I was browsing the GitHub repository rapid7/metasploit-framework and noticed that the README displayed a “code climate” badge. The badge displayed a number of unknown significance: 2.7.
It was clear from the name that the badge had something to do with static analysis. Clicking on the badge leads to this page:
Yikes! 3694 seems like a pretty large issue count. It leads me to believe that the developers either don’t care about their Code Climate score (but then why would they display the badge in the README?), or that they don’t find the Code Climate issues useful.
During my first internship at Google I worked on the static analysis team. One thing I learned from the team was that static analysis findings are only useful if they are actionable and have a low false positive rate. This paper from the team lists these as the first two requirements for selecting static analyses:
I looked at the issues Code Climate reported for the repository in question, and it seems Code Climate is reporting mostly non-actionable issues regarding code complexity. The other type of issues are duplicated code. I looked at several of the reported duplicated code fragments, and they were all pretty simple code blocks with no more than five lines, and most had only two occurrences. The duplicated code issues seemed nitpicky.
Code complexity metrics (including line counts) are not useful for fixing real problems in code. If you try to enforce some maximum complexity you will end up with pointless rewrites just to try to fix the complexity score. This in itself can lead to needless bugs being introduced from trying to “fix” your complexity issues.
Another issue is that the complexity score in itself is entirely arbitrary. What does it mean that a method has a complexity of 300? Is that too much? Where do you draw the line? If you make the computation of the complexity score more sophisticated, it just gets more difficult to figure out what part to change to minimize the score.
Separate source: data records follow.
PR #204, opened 2024-05-13
Disable logging when all outputs are disabled

belimawr:
## What does this PR do?

Disable logging when all outputs are disabled

## Why is it important?

Even when all log outputs were disabled in the configuration, we were still instantiating a file output. This is not the correct behaviour. If all log outputs are disabled, there should be no log output.

## Checklist

~~## Author's Checklist~~

## Related issues
- https://github.com/elastic/beats/pull/38767

### DIFF
--- a/logp/core.go
+++ b/logp/core.go
@@ -211,7 +211,7 @@ func createLogOutput(cfg Config, enab zapcore.LevelEnabler) (zapcore.Core, error
 	case SystemdEnvironment, ContainerEnvironment:
 		return makeStderrOutput(cfg, enab)
 	case MacOSServiceEnvironment, WindowsServiceEnvironment:
-		fallthrough
+		return makeFileOutput(cfg, enab)
 	default:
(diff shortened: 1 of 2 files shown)


logp/core.go
```diff
@@ -213,7 +213,7 @@ func createLogOutput(cfg Config, enab zapcore.LevelEnabler) (zapcore.Core, error
 	case MacOSServiceEnvironment, WindowsServiceEnvironment:
 		fallthrough
 	default:
-		return makeFileOutput(cfg, enab)
```
rdner, line 216: This does not disable logging when it's systemd or container environment, is it intended?

belimawr: Not, but it was disabling logging when it the environment was `MacOSServiceEnvironment` or `MacOSServiceEnvironment` because of the `fallthrough. I fixed it in 7b4c5e5

rdner (approved):

PR #205, opened 2024-05-17
Add Close method to logp.Logger

belimawr:
## What does this PR do?

Add a close method to logp.Logger responsible for closing any underlying core/output. All of our implementations of zapcore.Core that use an output that can be closed now implement io.Closer.

This allows for closing any underlying files used by any output, which can prevent issues on Windows.

It also removes the workaround for testing the loggers on Windows.

## Why is it important?

It allows us to correctly close any underlying file descriptor used by our loggers. This allows us to make sure no log data is lost as well as prevent issues on Windows where folders containing active log files cannot be removed by the Elastic-Agent

## Checklist

- [x] My code follows the style guidelines of this project
- [x] I have commented my code, particularly in hard-to-understand areas
- [x] I have added tests that prove my fix is effective or that my feature works

~~## Author's Checklist~~

## Related issues
- Closes https://github.com/elastic/elastic-agent-libs/issues/179

PR #208, opened 2024-05-29
[logp] Default logging config logs to file

belimawr:
## What does this PR do?

The default log configuration must log to files. A test is added to ensure the default logging configuration logs to files as well as some other default fields are correctly set.

## Why is it important?

It fixes the default behaviour that was broken by https://github.com/elastic/elastic-agent-libs/pull/205

## Checklist

## Author's Checklist
- [ ] Test Beats with this change
- [ ] Test Elastic-Agent with this change

~~## Related issues~~

### DIFF
--- a/logp/defaults_test.go
+++ b/logp/defaults_test.go
@@ -1,0 +1,111 @@
+// Licensed to Elasticsearch B.V. under one or more contributor
+// license agreements. See the NOTICE file distributed with
+// this work for additional information regarding copyright
+// ownership. Elasticsearch B.V. licenses this file to you under
+// the Apache License, Version 2.0 (the "License"); you may
+// not use this file except in compliance with the License.
+// You may obtain a copy of the License at
+//
+//     http://www.apache.org/licenses/LICENSE-2.0
+//
+// Unless required by applicable law or agreed to in writing,
+// software distributed under the License is distributed on an
+// "AS IS" BASIS, WITHOUT WARRANTIES OR CONDITIONS OF ANY
+// KIND, either express or implied.  See the License for the
+// specific language governing permissions and limitations
+// under the License.
+
+package logp_test
+
+import (
+	"encoding/json"
+	"fmt"
+	"os"
+	"path/filepath"
+	"runtime"
+	"testing"
+
+	"github.com/elastic/elastic-agent-libs/logp"
+)
+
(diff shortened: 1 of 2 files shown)


logp/defaults_test.go
```diff
@@ -0,0 +1,111 @@
...
+	}
+
+	// Get the logger and log anything
+	logger := logp.L()
+	defer logger.Close()
+
+	logger.Info("foo")
+	_, fileName, lineNum, _ := runtime.Caller(0)
+	lineNum-- // We want the line number from the log
+	fileName = filepath.Base(fileName)
```
cmacknz, line 55: Why do we need this here? This is really a test of what the `logger.Info` calls does isn't it? 

The point of this test is to prove that the default configuration logs to files, not to also test exact format of the logs themselves? Is that correct?

I think I am mostly concerned that this test succeeding currently depends on the exact placement of these lines in the file. It seems unnecessary to maintain this to verify what you need to.

belimawr: > The point of this test is to prove that the default configuration logs to files, not to also test exact format of the logs themselves? Is that correct?

Yes, but as I wrote the test I thought it would be nice to ensure some other fields we expect are there as well. The file and line number are essential exactly which bit of the code is producing the log entry. They're the first thing I look at when I'm dealing with a log entry I'm not used to see.

I don't mind removing this assertion, however I believe we should have a test that ensures our expected default behaviour, which includes some essential fields.

> I think I am mostly concerned that this test succeeding currently depends on the exact placement of these lines in the file. It seems unnecessary to maintain this to verify what you need to.

I get that, hence I'm reading  them from the runtime instead of just hard-coding them. As long as L52-54 are always together, no matter where in the file the tests will succeed.

I prefer adding a comment clarifying what those lines are doing and stating they must stay together rather than removing this assertion.

However, if you insist, I'm not against removing them for now and later writing a more comprehensive test with our expectations for a default log entry.

cmacknz: I don't hate it, I just wanted to sanity check how necessary this was. The root of my concern is that this could be fragile, and also if this functionality is already tested as a core part of the upstream zap logger it uses underneath. 

It's cheap enough to have here, it is not worth going on a separate adventure to perfectly test every aspect of the logger right now.

cmacknz (approved):

PR #216, opened 2024-07-04
Fix download serialization to JSON to be a float in bps instead of a string with unit

nchaulet:
## Description 

Related to https://github.com/elastic/ingest-dev/issues/3446

Fix DownloadRate serialization to JSON to be a float in bps instead of a string with unit.

as serializing `Inf` to json is not possible, I fallback to the max float value, I think it's probably better than crashing for that.


upgrade/details/details.go
```diff
@@ -33,32 +29,10 @@ type DownloadRate float64
 func (dr *DownloadRate) MarshalJSON() ([]byte, error) {
 	downloadRateBytesPerSecond := float64(*dr)
 	if math.IsInf(downloadRateBytesPerSecond, 0) {
-		return json.Marshal("+Inf bps")
+		return json.Marshal(math.MaxFloat64)
```
belimawr, line 32: I fear that this could be misleading, especially if we use this value to get metrics or averages in ES/Kibana...

I get that having the unit is causing problems, but how often is this value actually `Inf`? Is it because the download rate is too slow or too fast?

I believe a custom marshal/unmarshal here and on Fleet-Server could more accurately handle those situations.

belimawr (changes requested):

upgrade/details/details.go
nchaulet: @belimawr actually I am not sure we ever encounter the Inf issue ever, as with the max float 64 value we could support `1.798e+284YBps`,

belimawr: Then I believe the best is to encode as `+Inf/-Inf` and deal with that on the Fleet side as well. Or even not send this value/piece of data as we know it is due to some issue.

The key thing on my mind is that if we show this to our users, it needs to be accurate, or clearly state we can't get this metric for some reason.

ycombinator: Yes, IIRC, we have occasionally seen `+Inf` when the download happens really fast, almost instantaneously.  But, stepping back and taking a look at the end-goal here, it is to let the user know how fast a download is proceeding.  For really fast downloads, a user is not going to care if we report that as `+Inf bps` (which, of course, has proven problematic being a string) or some really large number like `math.MaxFloat64`.  In some ways, the latter is a bit more realistic even.  So I'm +1 for going with `math.MaxFloat64` here as the fix.

belimawr: If you two agree with `math.MaxFloat64` I'm not opposed to it. I'd just make sure we get the correct signal to differentiate between `+Inf` and `-Inf`.

belimawr (approved):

Sometimes it can be useful to find that some replicated piece of code can be refactored into a common method. However, this often leads to introducing a more abstract method that handles more cases, increasing your code complexity. Often, a new parameter is added to the method, and some conditional statements as well. Consider for example Figure 1 from Narasimhan (2015):
In my opinion the above refactoring is not useful. The more general method will run slower than the original method due to the new conditional branch, unless it is inlined by the compiler. The more general method is also harder to read and has introduced a boolean trap.